PR #126, opened 2024-05-10
feat(mpz-common): add try_/join convenience macros

sinui0:
This PR adds a couple macros which makes it easier to call the `Context::join` methods without having to deal with importing the scoped future stuff or the verbosity of closures.


th4s (approved):
:+1:

themighty1 (approved):
ack

PR #132, opened 2024-05-13
feat(mpz-common): dummy executor

sinui0:
This PR adds a dummy executor that does nothing.

### DIFF
--- a/crates/mpz-common/src/executor/dummy.rs
+++ b/crates/mpz-common/src/executor/dummy.rs
@@ -1,0 +1,148 @@
+use async_trait::async_trait;
+
+use scoped_futures::ScopedBoxFuture;
+use serio::{Sink, Stream};
+
+use crate::{context::Context, ThreadId};
+
+/// A dummy executor.
+#[derive(Debug, Default)]
+pub struct DummyExecutor {
+    id: ThreadId,
+    io: DummyIo,
+}
+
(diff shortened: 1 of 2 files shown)


themighty1 (approved):

crates/mpz-common/src/executor/dummy.rs
```diff
@@ -0,0 +1,148 @@
...
+        A: for<'b> FnOnce(&'b mut Self) -> ScopedBoxFuture<'a, 'b, Result<RA, E>> + Send + 'a,
+        B: for<'b> FnOnce(&'b mut Self) -> ScopedBoxFuture<'a, 'b, Result<RB, E>> + Send + 'a,
+        RA: Send + 'a,
+        RB: Send + 'a,
+        E: Send + 'a,
+    {
+        let a = a(self).await?;
+        let b = b(self).await?;
+        Ok((a, b))
+    }
```
th4s, line 97: Shouldn't these be polled concurrently? Or doesn't it matter because it is only a dummy?

th4s (approved):

crates/mpz-common/src/executor/dummy.rs
sinui0: Doesn't really matter, probably better to do it sequentially to catch any potential deadlocks

PR #133, opened 2024-05-13
feat(mpz-common): simple counter

sinui0:
This PR adds a simple counter.

### DIFF
--- a/crates/mpz-common/src/id.rs
+++ b/crates/mpz-common/src/id.rs
@@ -53,7 +53,7 @@ impl AsRef<[u8]> for ThreadId {
 }
 
 /// A simple counter.
-#[derive(Debug, Default)]
+#[derive(Debug, Default, Clone, Copy, PartialEq, Eq, PartialOrd, Ord, Hash)]
 pub struct Counter(u32);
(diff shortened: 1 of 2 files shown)


crates/mpz-common/src/id.rs
```diff
@@ -50,3 +51,27 @@ impl AsRef<[u8]> for ThreadId {
...
+impl Counter {
+    /// Increments the counter in place, returning the previous value.
+    pub fn next(&mut self) -> Self {
+        let prev = self.0;
+        self.0 += 1;
+        Self(prev)
+    }
+
+    /// Returns the next value without incrementing the counter.
+    pub fn peek(&self) -> Self {
```
th4s, line 68: How will `peek` work? I do not see a way to inspect the inner `u32`?

th4s (approved):

crates/mpz-common/src/id.rs
sinui0: The inner type isn't part of the API, though you're right that this type is currently useless :upside_down_face: I forgot to add comparison derives

PR #135, opened 2024-05-14
Add crate `mpz-ole-core`

th4s:
This PR adds the core crate for OLE, and makes ideal random OT more generic.

### DIFF
--- a/crates/mpz-fields/src/lib.rs
+++ b/crates/mpz-fields/src/lib.rs
@@ -37,7 +37,6 @@ pub trait Field:
     + GetBit<Msb0>
     + BitLength
     + Unpin
-    + ByteRepr
 {
     /// The number of bits of a field element.
     const BIT_SIZE: u32;
@@ -71,14 +70,6 @@ pub trait Field:
 pub trait UniformRand: Sized {
     /// Return a random field element.
     fn rand<R: Rng + ?Sized>(rng: &mut R) -> Self;
-}
-
-/// The byte representation of the field.
-///
-/// This trait introduces an associated type for field elements to simplify usage.
-pub trait ByteRepr {
-    /// The underlying representation of the field element
-    type Serialized: AsRef<[u8]> + Send + Sync + Unpin + 'static;
 }
 
 impl<T> UniformRand for T
--- a/crates/mpz-fields/src/lib.rs
+++ b/crates/mpz-fields/src/lib.rs
@@ -12,6 +12,7 @@ use std::{
     ops::{Add, Mul, Neg},
 };
 
+use hybrid_array::ArraySize;
 use itybity::{BitLength, FromBitIterator, GetBit, Lsb0, Msb0};
 use rand::{distributions::Standard, prelude::Distribution, Rng};
 
@@ -35,9 +36,14 @@ pub trait Field:
     + GetBit<Lsb0>
     + GetBit<Msb0>
     + BitLength
+    + Unpin
+    + ByteRepr
 {
     /// The number of bits of a field element.
     const BIT_SIZE: u32;
+
+    /// The number of bits of a field element as a type number.
+    type BitSizeType: ArraySize;
 
     /// Return the additive identity element.
     fn zero() -> Self;
@@ -65,6 +71,14 @@ pub trait Field:
 pub trait UniformRand: Sized {
     /// Return a random field element.
     fn rand<R: Rng + ?Sized>(rng: &mut R) -> Self;
+}
+
+/// The byte representation of the field.
+///
+/// This trait introduces an associated type for field elements to simplify usage.
+pub trait ByteRepr {
+    /// The underlying representation of the field element
+    type Serialized: AsRef<[u8]> + Send + Sync + Unpin + 'static;
 }
 
 impl<T> UniformRand for T
--- a/crates/mpz-fields/src/lib.rs
+++ b/crates/mpz-fields/src/lib.rs
@@ -15,6 +15,7 @@ use std::{
 use hybrid_array::ArraySize;
 use itybity::{BitLength, FromBitIterator, GetBit, Lsb0, Msb0};
 use rand::{distributions::Standard, prelude::Distribution, Rng};
+use typenum::Unsigned;
 
 /// A trait for finite fields.
 pub trait Field:
@@ -39,10 +40,10 @@ pub trait Field:
     + Unpin
 {
     /// The number of bits of a field element.
-    const BIT_SIZE: u32;
+    const BIT_SIZE: usize = <Self::BitSize as Unsigned>::USIZE;
 
     /// The number of bits of a field element as a type number.
-    type BitSizeType: ArraySize;
+    type BitSize: ArraySize;
 
     /// Return the additive identity element.
     fn zero() -> Self;
@@ -136,11 +137,11 @@ mod tests {
     }
 
     pub(crate) fn test_field_bit_ops<T: Field>() {
-        let mut a = vec![false; T::BIT_SIZE as usize];
-        let mut b = vec![false; T::BIT_SIZE as usize];
+        let mut a = vec![false; T::BIT_SIZE];
+        let mut b = vec![false; T::BIT_SIZE];
 
         a[0] = true;
-        b[T::BIT_SIZE as usize - 1] = true;
+        b[T::BIT_SIZE - 1] = true;
 
         let a = T::from_lsb0_iter(a);
         let b = T::from_lsb0_iter(b);
@@ -148,7 +149,7 @@ mod tests {
         assert_eq!(a, T::one());
         assert!(GetBit::<Lsb0>::get_bit(&a, 0));
 
-        assert_eq!(b, T::two_pow(T::BIT_SIZE - 1));
+        assert_eq!(b, T::two_pow(T::BIT_SIZE as u32 - 1));
         assert!(GetBit::<Lsb0>::get_bit(&b, (T::BIT_SIZE - 1) as usize));
     }
 }
--- a/crates/mpz-ole-core/src/core/mod.rs
+++ b/crates/mpz-ole-core/src/core/mod.rs
@@ -34,7 +34,8 @@ pub struct MaskedInput<const N: usize, F>(pub(crate) [F; N]);
 /// The exchange field element for share adjustment.
 ///
 /// This needs to be sent to each other in order to complete the share adjustment.
-pub struct ShareAdjust<F>(F);
+#[derive(Debug)]
+pub struct ShareAdjust<F>(pub(crate) F);
 
 #[cfg(test)]
 mod tests {
--- a/crates/mpz-ole-core/src/core/mod.rs
+++ b/crates/mpz-ole-core/src/core/mod.rs
@@ -8,28 +8,16 @@
 mod receiver;
 mod sender;
 
+use hybrid_array::Array;
 pub use receiver::{ReceiverAdjust, ReceiverShare};
 pub use sender::{SenderAdjust, SenderShare};
 
 use mpz_fields::Field;
 
-/// Workaround because of feature `generic_const_exprs` not available in stable.
-///
-/// This is used to check at compile-time that the correct const-generic implementation is used for
-/// a specific field.
-struct Check<const N: usize, F: Field>(std::marker::PhantomData<F>);
-
-impl<const N: usize, F: Field> Check<N, F> {
-    const IS_BITSIZE_CORRECT: () = assert!(
-        N as u32 == F::BIT_SIZE,
-        "Wrong bit size used for field. You need to use `F::BIT_SIZE` for N."
-    );
-}
-
 /// The masked input of the sender.
 ///
 /// This is the correlation which is sent to the receiver and hides the sender's input.
-pub struct MaskedInput<const N: usize, F>(pub(crate) [F; N]);
+pub struct MaskedInput<F: Field>(pub(crate) Array<F, F::BitSizeType>);
 
 /// The exchange field element for share adjustment.
 ///
@@ -74,7 +62,7 @@ mod tests {
         let (ot_messages, ot_message_choices) = create_rot(receiver_input.clone());
 
         let (sender_shares, masked) =
-            SenderShare::new_vec::<256>(sender_input.clone(), ot_messages).unwrap();
+            SenderShare::new_vec(sender_input.clone(), ot_messages).unwrap();
         let receiver_shares =
             ReceiverShare::new_vec(receiver_input.clone(), ot_message_choices, masked).unwrap();
 
--- a/crates/mpz-ole-core/src/core/mod.rs
+++ b/crates/mpz-ole-core/src/core/mod.rs
@@ -4,6 +4,7 @@
 //! - The `Initialize` stage is instantiated using random OT rather than chosen-input OT.
 //! - The `Extend` stage can only be called once, since our goal is to implement oblivious linear
 //!   function evaluation (OLE) rather than vector OLE (VOLE) (which means that we do not use PRGs).                                                  
+//! - The evaluated function is f(b)=a*b+x rather than f(b)=a*b-x.                                                  
 //!                                                                                       
 //! Note that this is an OLE with errors implementation. A malicious sender is allowed to set its own
 //! output and can introduce additive errors into the receiver's output.
--- a/crates/mpz-ole-core/src/core/mod.rs
+++ b/crates/mpz-ole-core/src/core/mod.rs
@@ -20,7 +20,7 @@ use mpz_fields::Field;
 /// The masked correlation of the sender.
 ///
 /// This is the correlation which is sent to the receiver.
-pub struct MaskedCorrelation<F: Field>(pub(crate) Array<F, F::BitSizeType>);
+pub struct MaskedCorrelation<F: Field>(pub(crate) Array<F, F::BitSize>);
 
 /// The exchange field element for share adjustment.
 ///
--- a/crates/mpz-ole-core/src/core/mod.rs
+++ b/crates/mpz-ole-core/src/core/mod.rs
@@ -88,7 +88,6 @@ mod tests {
         assert_eq!(y, a * b + x);
     }
 
-    // N should be BIT_SIZE of F
     fn create_ole(
         sender_input: P256,
         receiver_input: P256,
--- a/crates/mpz-ole-core/src/core/mod.rs
+++ b/crates/mpz-ole-core/src/core/mod.rs
@@ -17,10 +17,10 @@ pub use sender::{SenderAdjust, SenderShare};
 
 use mpz_fields::Field;
 
-/// The masked input of the sender.
+/// The masked correlation of the sender.
 ///
-/// This is the correlation which is sent to the receiver and hides the sender's input.
-pub struct MaskedInput<F: Field>(pub(crate) Array<F, F::BitSizeType>);
+/// This is the correlation which is sent to the receiver.
+pub struct MaskedCorrelation<F: Field>(pub(crate) Array<F, F::BitSizeType>);
 
 /// The exchange field element for share adjustment.
 ///
--- a/crates/mpz-ole-core/src/core/mod.rs
+++ b/crates/mpz-ole-core/src/core/mod.rs
@@ -4,13 +4,12 @@
 //! vector OLE (VOLE), which means that we do not use PRGs, i.e. Extend can only be called once.                                                  
 //!                                                                                       
 //! Note that this is an OLE with errors implementation. The sender can introduce additive errors.
-//! Input privacy is guaranteed, but output privacy is not, when `0` is chosen as an input value.
 
 mod receiver;
 mod sender;
 
-pub(crate) use receiver::{ReceiverAdjust, ReceiverShare};
-pub(crate) use sender::{SenderAdjust, SenderShare};
+pub use receiver::{ReceiverAdjust, ReceiverShare};
+pub use sender::{SenderAdjust, SenderShare};
 
 use mpz_fields::Field;
 
@@ -30,7 +29,7 @@ impl<const N: usize, F: Field> Check<N, F> {
 /// The masked input of the sender.
 ///
 /// This is the correlation which is sent to the receiver and hides the sender's input.
-pub struct MaskedInput<const N: usize, F>([F; N]);
+pub struct MaskedInput<const N: usize, F>(pub(crate) [F; N]);
 
 /// The exchange field element for share adjustment.
 ///
@@ -39,7 +38,7 @@ pub struct ShareAdjust<F>(F);
 
 #[cfg(test)]
 mod tests {
-    use super::*;
+    use crate::core::{ReceiverShare, SenderShare};
     use crate::tests::create_rot;
     use mpz_core::{prg::Prg, Block};
     use mpz_fields::{p256::P256, UniformRand};
@@ -60,6 +59,30 @@ mod tests {
         let y = receiver_share.inner();
 
         assert_eq!(y, a * b + x);
+    }
+
+    #[test]
+    fn test_ole_core_vec() {
+        let count = 12;
+        let from_seed = Prg::from_seed(Block::ZERO);
+        let mut rng = from_seed;
+
+        let sender_input: Vec<P256> = (0..count).map(|_| P256::rand(&mut rng)).collect();
+        let receiver_input: Vec<P256> = (0..count).map(|_| P256::rand(&mut rng)).collect();
+
+        let (ot_messages, ot_message_choices) = create_rot(receiver_input.clone());
+
+        let (sender_shares, masked) =
+            SenderShare::new_vec::<256>(sender_input.clone(), ot_messages).unwrap();
+        let receiver_shares =
+            ReceiverShare::new_vec(receiver_input.clone(), ot_message_choices, masked).unwrap();
+
+        sender_input
+            .iter()
+            .zip(receiver_input)
+            .zip(sender_shares)
+            .zip(receiver_shares)
+            .for_each(|(((&a, b), x), y)| assert_eq!(y.inner(), a * b + x.inner()));
     }
 
     #[test]
--- a/crates/mpz-ole-core/src/core/mod.rs
+++ b/crates/mpz-ole-core/src/core/mod.rs
@@ -1,0 +1,113 @@
+//! This implementation uses the COPEe protocol from <https://eprint.iacr.org/2016/505> page 10.
+//!
+//! We use this construction to implement oblivious linear function evaluation (OLE) instead of
+//! vector OLE (VOLE), which means that we do not use PRGs, i.e. Extend can only be called once.                                                  
+//!                                                                                       
+//! Note that this is an OLE with errors implementation. The sender can introduce additive errors.
+//! Input privacy is guaranteed, but output privacy is not, when `0` is chosen as an input value.
+
+mod receiver;
+mod sender;
+
+pub(crate) use receiver::{ReceiverAdjust, ReceiverShare};
+pub(crate) use sender::{SenderAdjust, SenderShare};
+
+use mpz_fields::Field;
+
+/// Workaround because of feature `generic_const_exprs` not available in stable.
+///
+/// This is used to check at compile-time that the correct const-generic implementation is used for
+/// a specific field.
+struct Check<const N: usize, F: Field>(std::marker::PhantomData<F>);
+
+impl<const N: usize, F: Field> Check<N, F> {
+    const IS_BITSIZE_CORRECT: () = assert!(
+        N as u32 == F::BIT_SIZE,
+        "Wrong bit size used for field. You need to use `F::BIT_SIZE` for N."
+    );
+}
+
+/// The masked input of the sender.
+///
+/// This is the correlation which is sent to the receiver and hides the sender's input.
+pub struct MaskedInput<const N: usize, F>([F; N]);
+
+/// The exchange field element for share adjustment.
+///
+/// This needs to be sent to each other in order to complete the share adjustment.
+pub struct ShareAdjust<F>(F);
+
+#[cfg(test)]
+mod tests {
+    use super::*;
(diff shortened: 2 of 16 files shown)


crates/mpz-ole-core/src/core/mod.rs
```diff
@@ -0,0 +1,108 @@
+//! This implementation uses the COPEe protocol from <https://eprint.iacr.org/2016/505> page 10.
+//!
+//! We use this construction to implement oblivious linear function evaluation (OLE) instead of
+//! vector OLE (VOLE), which means that we do not use PRGs, i.e. Extend can only be called once.                                                  
+//!                                                                                       
+//! Note that this is an OLE with errors implementation. The sender can introduce additive errors.
+//! Input privacy is guaranteed, but output privacy is not, when `0` is chosen as an input value.
```
sinui0: I think we can remove this line

crates/mpz-ole-core/src/core/mod.rs
```diff
@@ -0,0 +1,108 @@
...
+
+mod receiver;
+mod sender;
+
+pub(crate) use receiver::{ReceiverAdjust, ReceiverShare};
+pub(crate) use sender::{SenderAdjust, SenderShare};
```
sinui0: These can be `pub`

crates/mpz-ole-core/src/core/receiver.rs
```diff
@@ -0,0 +1,92 @@
+//! Receiver shares for Oblivious Linear Function Evaluation (OLE).
+
+use super::{Check, MaskedInput, ShareAdjust};
```
sinui0: Please use `use crate:: ..`, `super` makes refactoring more burdensome

crates/mpz-ole-core/src/ideal.rs
```diff
@@ -0,0 +1,72 @@
...
+            sender_input.len(),
+            receiver_input.len(),
+            "Vectors of field elements should have equal length."
+        );
+
+        let sender_output: Vec<F> = (0..sender_input.len())
+            .map(|_| F::rand(&mut self.0))
+            .collect();
+
+        let reciever_output: Vec<F> = sender_input
```
sinui0: typo

crates/mpz-ole-core/src/lib.rs
```diff
@@ -0,0 +1,156 @@
...
+#[derive(Debug, thiserror::Error)]
+pub enum OLEError {
+    #[error("The number of OTs is incorrect. Got {0}, expected {1}")]
+    ExpectedMultipleOf(usize, usize),
+    #[error("Not enough prepared OLEs available. Requested {0}, but only {1} are available")]
+    InsufficientOLEs(usize, usize),
+    #[error("Number of adjustments has to be equal. Got {0} and {1}")]
+    UnequalAdjustments(usize, usize),
+    #[error("Provided number of masks is incorrect. Got {0}, expected {1}")]
+    WrongNumerOfMasks(usize, usize),
```
sinui0:
```suggestion
    WrongNumberOfMasks(usize, usize),
```

crates/mpz-ole-core/src/receiver.rs
```diff
@@ -0,0 +1,166 @@
...
+use mpz_fields::Field;
+
+use crate::{
+    core::{MaskedInput, ReceiverAdjust, ReceiverShare, ShareAdjust},
+    OLEError,
+};
+
+/// A receiver for batched OLE.
+#[derive(Debug)]
+pub struct OLEReceiver<const N: usize, F> {
```
sinui0: does this even compile? `N` isn't used anywhere

crates/mpz-ole-core/src/receiver.rs
```diff
@@ -0,0 +1,166 @@
...
+
+impl<const N: usize, F: Field> OLEReceiver<N, F> {
+    /// Generates new OLEs.
+    ///
+    /// OLEs are not stored and directly returned.
+    ///
+    /// # Arguments
+    ///
+    /// * `input` - The receiver's OLE input factors.
+    /// * `ot_message_choices` - The OT messages chosen by the receiver.
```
════════
Instructions for the task ->
When the word "super" shows up in a line of the entries, pull that line out.

Your response ->
-    use super::*;
+    use super::*;
+use super::{Check, MaskedInput, ShareAdjust};
sinui0: Please use `use crate:: ..`, `super` makes refactoring more burdensome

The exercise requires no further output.